PR #2920, opened 2016-08-26
Remove field guide default item

### LINKED ISSUE #2704: remove automatically generated field guide option
When you enable field guide on a project, it generates an entry (and thus displays by default on every project page). Can we either 1) turn off the default entry or 2) enable users to "hide" the field guide until they want it displayed? (This second option is especially important for existing projects that are now adding field guides and don't want the field guides "live" until they are finished.)

srallen:
Closes #2704


wgranger:
Looks good.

□ □ □ □ □

## WHAT IS BEING ASKED
Filter the records for lines containing the word "option" and copy each one.

## TASK RESULT
### LINKED ISSUE #2704: remove automatically generated field guide option
When you enable field guide on a project, it generates an entry (and thus displays by default on every project page). Can we either 1) turn off the default entry or 2) enable users to "hide" the field guide until they want it displayed? (This second option is especially important for existing projects that are now adding field guides and don't want the field guides "live" until they are finished.)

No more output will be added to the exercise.